I have been thinking about the ‘packing the bag’ situation with Damian. Damian and I have autism. One of the traits that Damian and I share (I assume) is with doing practical things with multiple steps. Believe it or not, I still have trouble using EFTPOS machines and filling the car with petrol. No amount of practice can rectify this. At Uni, I excelled in theory and flunked practical (well not really because my reports were well written but my experiments never worked and I was always last finished). So my solution to be accommodating to Damian’s diagnosis is to allow him to have a separate lunch bag. I have sent him to school with two lunch bags today. His usual bag and his ‘Auskick’ lunch bag. I’d like him to use the ‘Auskick’ lunch bag to pack his lunch in every day. Please let me know if this is a problem.
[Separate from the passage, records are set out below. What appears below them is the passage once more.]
Issue #5940, opened 2022-03-15
fix compile warnings on mac


timosachsenberg:
Please mark (or copy the warning if you can't tick checkboxes) the warning that you are planning to fix. If you run into troubles or don't manage to fix it in e.g. one day please uncheck the box again so someone else can take the sub issue.

- [ ] src/openms/include/OpenMS/ANALYSIS/OPENSWATH/OpenSwathOSWWriter.h:122:10: warning: private field 'sonar_' is not used [-Wunused-private-field]
- [x] src/openms/include/OpenMS/DATASTRUCTURES/Utils/MatrixUtils.h:53:3: warning: unused function 'convertOpenMSMatrix2EigenMatrixXd' [-Wunused-function]
- [x] src/openms/include/OpenMS/DATASTRUCTURES/Utils/MatrixUtils.h:67:3: warning: unused function 'matrixIsIdentityMatrix' [-Wunused-function]
- [ ] src/openms/include/OpenMS/FILTERING/DATAREDUCTION/SplineInterpolatedPeaks.h:160:16: warning: private field 'pos_min_' is not used [-Wunused-private-field]
- [ ] src/openms/include/OpenMS/KERNEL/RangeUtils.h:187:23: note: place parentheses around the '!=' expression to silence this warning - warning: ^ has lower precedence than !=; != will be evaluated first [-Wparentheses]
- [ ] src/openms/source/ANALYSIS/OPENSWATH/TransitionPQPFile.cpp:61:14: warning: unused function 'callback' [-Wunused-function]
- [ ] src/openms/source/FILTERING/CALIBRATION/TOFCalibration.cpp:198:23: warning: unused variable 'spec_iter' [-Wunused-variable]
- [x] src/openms/source/QC/DBSuitability.cpp:377:107: note: use array indexing to silence this warning - warning: adding 'OpenMS::Int' (aka 'int') to a string does not append to the string [-Wstring-plus-int]
- [x] src/openms/source/QC/DBSuitability.cpp:397:107: note: use array indexing to silence this warning - warning: adding 'OpenMS::Int' (aka 'int') to a string does not append to the string [-Wstring-plus-int]
- [ ] src/openms_gui/include/OpenMS/VISUAL/TOPPASVertex.h:191:10: warning: 'OpenMS::TOPPASVertex::paint' hides overloaded virtual function [-Woverloaded-virtual]
[...]

PR #5953, opened 2022-03-16
[FIX] Suppress -Wpessimizing-move in tests

matchy233:
# Description

This PR fixes the warnings related to `-Wpessimizing-move` in #5940. I specifically suppressed the warning in the two tests with intentional pessimistic move.

# Checklist:

# Note:


jpfeuffer:
Hmm I was rather thinking about actually avoiding all pessimizing moves altogether.

jpfeuffer:
Ah those tests have a note. Then it is fine! thanks

jpfeuffer (approved):

matchy233:
I observed that the build on Windows failed since MSVC [haven't supported pessimizing-move compiler warning yet](https://developercommunity.visualstudio.com/t/pessimizing-move-compiler-warning/1044200). I will add checks for compiler in `src/tests/class_tests/openms/CMakeLists.txt` soon.

jpfeuffer (changes requested):

src/tests/class_tests/openms/CMakeLists.txt
```diff
@@ -81,6 +81,12 @@ endif()
 foreach(_class_test ${TEST_executables})
   add_executable(${_class_test} source/${_class_test}.cpp)
   target_link_libraries(${_class_test} ${OpenMS_LIBRARIES})
+
+  # Suppress std::move warning for MSSpectrum_test and MSChromatogram_test
+  if (_class_test STREQUAL "MSSpectrum_test" OR _class_test STREQUAL "MSChromatogram_test")
+    target_compile_options(${_class_test} PUBLIC -Wno-pessimizing-move)
```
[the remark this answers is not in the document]
matchy233: yep! I noticed that just now. Will make adjustment in the next commit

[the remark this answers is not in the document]
matchy233: Also thank you for introducing genex :0...! I've never used genex before so my current workaround was just adding `NOT MSVC` in the `if()` statement...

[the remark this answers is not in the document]
jpfeuffer: I think in this case it should be equivalent, so you can leave it.

jpfeuffer (approved):

src/tests/class_tests/openms/CMakeLists.txt
```diff
@@ -81,6 +81,12 @@ endif()
 foreach(_class_test ${TEST_executables})
   add_executable(${_class_test} source/${_class_test}.cpp)
   target_link_libraries(${_class_test} ${OpenMS_LIBRARIES})
+
+  # Suppress std::move warning for MSSpectrum_test and MSChromatogram_test
+  if (NOT MSVC AND (_class_test STREQUAL "MSSpectrum_test" OR _class_test STREQUAL "MSChromatogram_test"))
+    target_compile_options(${_class_test} PUBLIC -Wno-pessimizing-move)
```
cbielow, line 87: sorry I'm a bit late to the party, but why not disable the warning in the test itself? e.g. using
`#pragma clang diagnostic ignored "-Wpadded"`
This way, it is easier to remember that the warning is disabled there (knowing this section of the build system seems only possible if your name is JP :))

matchy233: Yep I understand such way of suppressing warning and agree with your points. But I know that the `#pragma`  syntax for disabling warning is sorta difference for MSVC, so I'm not sure whether using `#pragma clang diagnostic ignored` will break Windows CI again...

matchy233: Maybe I can try building on a Windows machine using GitHub Actions to test the effect.

timosachsenberg: check out these lines https://github.com/OpenMS/OpenMS/blob/develop/src/openms/source/SYSTEM/SysInfo.cpp#L38 you can also put the pragma in such blocks if you want to only enable them on linux or mac

matchy233: Thanks for the suggestions! I've updated my code (and rebased to `develop`)

timosachsenberg:
awesome. just minor comment: could this be moved directly to the code that does the move?
doesn't need to be active for the full test

matchy233:
Sure @timosachsenberg, just modified in the new commit

src/tests/class_tests/openms/source/MSSpectrum_test.cpp
```diff
@@ -499,7 +494,15 @@ START_SECTION((MSSpectrum& operator= (const MSSpectrum&& source)))
 
   //Assignment of empty object
   //normal assignment
+#ifndef OPENMS_WINDOWSPLATFORM
+#pragma clang diagnostic push
+// Ignore -Wpessimizing-move, becuase it's intentional
```
timosachsenberg, line 499:
```suggestion
// Ignore -Wpessimizing-move, because we want to test the move assignment operator.
```

src/tests/class_tests/openms/source/MSChromatogram_test.cpp
```diff
@@ -904,7 +904,15 @@ START_SECTION((MSChromatogram& operator=(const MSChromatogram &&source)))
 
   //Assignment of empty object
   //normal assignment
+#ifndef OPENMS_WINDOWSPLATFORM
+#pragma clang diagnostic push
+// Ignore -Wpessimizing-move, becuase it's intentional
```
timosachsenberg, line 909:
```suggestion
// Ignore -Wpessimizing-move, because we want to test the move assignment operator.
```

PR #5954, opened 2022-03-16
[DOC] Require and document the actually required min Qt version

### LINKED ISSUE #5604: Qt min version
currently our cmake file says `SET(QT_MIN_VERSION "5.5.0")` however OpenMS doesnt compile any more with Qt 5.5 due to changes introduce over a year ago. Either we fix these changes or we figure out what the latest Qt version is that works again and check against current Linux distros what they ship.

jpfeuffer:
fixes #5604

for the most part. As discussed, I think this is reasonable.

### DIFF
--- a/doc/doxygen/install/install-linux.doxygen
+++ b/doc/doxygen/install/install-linux.doxygen
@@ -50,7 +50,7 @@
   <ul>
     <li>
       Essential are \b gcc/g++ (>= 7.0) or similar ANSI C++ compiler with full C++17 support,
-      \b CMake (>= 3.1; with >= 3.9 suggested), \b Qt5, \b patch, \b autoconf (> 2.60), \b automake (> 1.9), \b libtool (libtoolize/glibtoolize).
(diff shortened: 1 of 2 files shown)


doc/doxygen/install/install-linux.doxygen
```diff
@@ -50,7 +50,7 @@
   <ul>
     <li>
       Essential are \b gcc/g++ (>= 7.0) or similar ANSI C++ compiler with full C++17 support,
-      \b CMake (>= 3.1; with >= 3.9 suggested), \b Qt5, \b patch, \b autoconf (> 2.60), \b automake (> 1.9), \b libtool (libtoolize/glibtoolize).
+      \b CMake (>= 3.1; with >= 3.9 suggested), \b Qt5 (>= 5.6), \b patch, \b autoconf (> 2.60), \b automake (> 1.9), \b libtool (libtoolize/glibtoolize).
```
timosachsenberg, line 53: Is the cmake version still correct? I thought it might be higher now

jpfeuffer: Yes it's probably higher but I don't know how high. We can parse the Cmake minimum version statements but this does not help in checking since when Cmake has functional find modules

Thankyou for understanding

Rachel

So my point of all of this is that a child should not be asked to ‘not get upset’ when having difficulty with a task or situation because they need to be ‘more resilient’ and instead be provided with strategies and alternatives to manage the problem. If it is generally observed that the child gets upset easily with most things then applying strategies to improve their overall resilience without singling them out in the class (i.e. part of the curriculum) but at the same time always looking to problem solve, keeping in mind that each child has their own personal strengths and challenges and what is easy to manage and cope with for one child is not so for another.

*Mrs L did not use the words ‘be more resilient’ as such. Mrs L used the words ‘be more persistent’ and ‘not getting upset’, which roughly equates to the same thing. A good definition of resilience can be found here.